Consider the vector field $$F(x,y,z)=(zy+\sin x, zx-2y, yx-z)$$ (a) Is there a scalar field $f:\mathbb{R}^3 \rightarrow \mathbb{R}$ whose gradient is $F$?
(b) Compute $\int _C F\cdot dr \neq 0$ where the curve $C$ is given by $x=y=z^2$ between $(0,0,0)$ and $(0,0,1)$.

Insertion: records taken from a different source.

Issue #480, opened 2026-03-10
Refactor of ValueRepresentation.


luissantosHCIT:
During my work in #455, I found that `ValueRepresentation` needs some work. There are a few inconsistencies with those classes but my initial refactor (not included here) broke a lot of things and probably will need the inclusion of specific unit tests validating several classes looking to confirm:

- [ ] The expected behaviors of `writeBytes` and `applyFormatting`. 
- [ ]  The number regex validation is more strict.
- [ ]  Writing a `DicomDict` instance, reading the output buffer, and re-writing the generated dictionary should match the intermediate dictionary. 
- [ ] Doing test above should not yield errors with VR type generation or handling.
- [ ] Doing test above should not yield `trim` errors if a `DicomDict` with `_rawValue` instance is attempted to be written to disk.
- [ ]  `write` should use the value parameter explicitly instead of using the `arguments` meta variable to get it.
- [ ] `write` should make the `ValueMultiplicity` handling less weird. It can be confusing to intuit at a glance.
- [ ]  `SequenceOfItems` should write bytes directly to stream?
- [ ]  Successful consolidation of duplicate logic paths.

*Note:* Work here might address precision loss discussed in #479, since I have been playing with a different regex approach to filter/validating numbers. I would certainly be happy to build a unit test after I publish my refactor to check for that issue.

PR #483, opened 2026-03-11
[WIP] 480 refactor vr

luissantosHCIT:
See #480.

This is my attempt at addressing issues I identified with `ValueRepresentation` as well as code cleanup.
I am also creating a `test harness` here to ensure key methods and `ValueRepresentation types` maintain the expected behavior pre and post refactor. Perhaps, those test will help others confidently refactor `VR` further in the future.


luissantosHCIT:
As I update the unit test harness, I realized that to test the `readEncodedString` family of methods #455 will need to be merged in or the new tests will fail in the future due to the broken encoding/decoding before that PR. I do not directly invoke this method but I made a refactor to use the `padded` version in the `ValueRepresentation` class which handles the pad byte more gracefully.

I have no idea how to do the first one and for the second one, is there any typo on the curve equation because I have no idea how to parameterize it...
On
The way to approach this is to consider $F(x,y,z) = F_x \hat{x} + F_y \hat{y} + F_z \hat{z}$, and compute the following integrals:
$$ \int F_x(x,y,z)dx \hspace{3pc} \int F_y(x,y,z) dy \hspace{3pc} \int F_z(x,y,z)dz $$
I'll compute the first one for you: $\int (yz + \sin x)dx = xyz - \cos x + c(y,z)$ where we observe that the "constant" term is actually a function of $y$ and $z$ since if we take the partial derivative of this function with respect to $x$ the $c$ term will drop out. You need to compute the corresponding integrals for $F_y$ and $F_z$ and ask yourself can the constant terms I get from integrating each equation fit into the other equations? For instance, integrating the second equation will yield $xyz - y^2 + d(x,z)$. We therefore see that the first and second integrals have $xyz$ in common, and it's completely reasonable that $-y^2$ might be a part of $c(x,y)$. Additionally, it's also quite possible that $-\cos x$ is a part of $d(x,z)$.
Once you compute the scalar field, the second part can be done by the fundamental theorem of line integrals: $\int F\cdot \textbf{dr} = f(x,y,z) |_{\textbf{r}_0}^{\textbf{r}_1}$.
On
Let $\phi(x,y,z)$ be the scalar field. If we find one, there exists one. We know:$$\frac{\partial \phi}{\partial x}=F_x=zy+\sin x$$ Integrating with respect to $x$: $$\phi(x,y,z) = zyx-\cos x+M(y,z) \: \: \: (1)$$ $M(y,z)$ is the integration constant. Because we only integrate with respect to $x$, we can let $M$ depends on $y$ and $z$. Now differentiating $(1)$ with respect to $y$ gives. $$\frac{\partial \phi}{\partial y}=F_y=zx+\frac{\partial M}{\partial y}$$ And $F_y=zx-2y$. So: $$zx-2y=zx+\frac{\partial M}{\partial y}$$ $$-2y=\frac{\partial M}{\partial y}$$ $$M(y,z) =-y^2+N(z)$$ For the same reasons as before $N$ depends on $z$. Plugging this in to $(1)$, we get: $$\phi(x,y,z) = zyx-\cos x-y^2+N(z)$$ Differentiating this to $z$ gives us: $$\frac{\partial \phi}{\partial z}=F_z=yx+\frac{dN}{dz}=yx-z$$ So $$N(z)=-\frac{1}{2}z^2$$ So we get: $$\phi(x,y,z) = zyx-\cos x-y^2-\frac{1}{2}z^2$$ Can you go further? Maybe I solved too much, but there are plenty of these kind of exercises.
Hints: Note that ${\rm Dom}(F) = \Bbb R^3$ is simply connected, so said $f$ exists if and only if $\nabla \times F = {\bf 0}$.
On item $(b)$ there is a typo: the point $(0,0,1)$ does not satisfies $x=y=z^2$. Maybe it meant $(1,1,1)$, on which case the parametrization ${\bf r}(t) = (t^2,t^2,t), \,0 \leq t \leq 1$ will work (try to convince yourself of that). However, if the answer to item $(a)$ is affirmative and $f$ does exist, then by the Fundamental Theorem of Calculus: $$\int_C F\cdot{\rm d}{\bf r} = f(1,1,1)-f(0,0,0).$$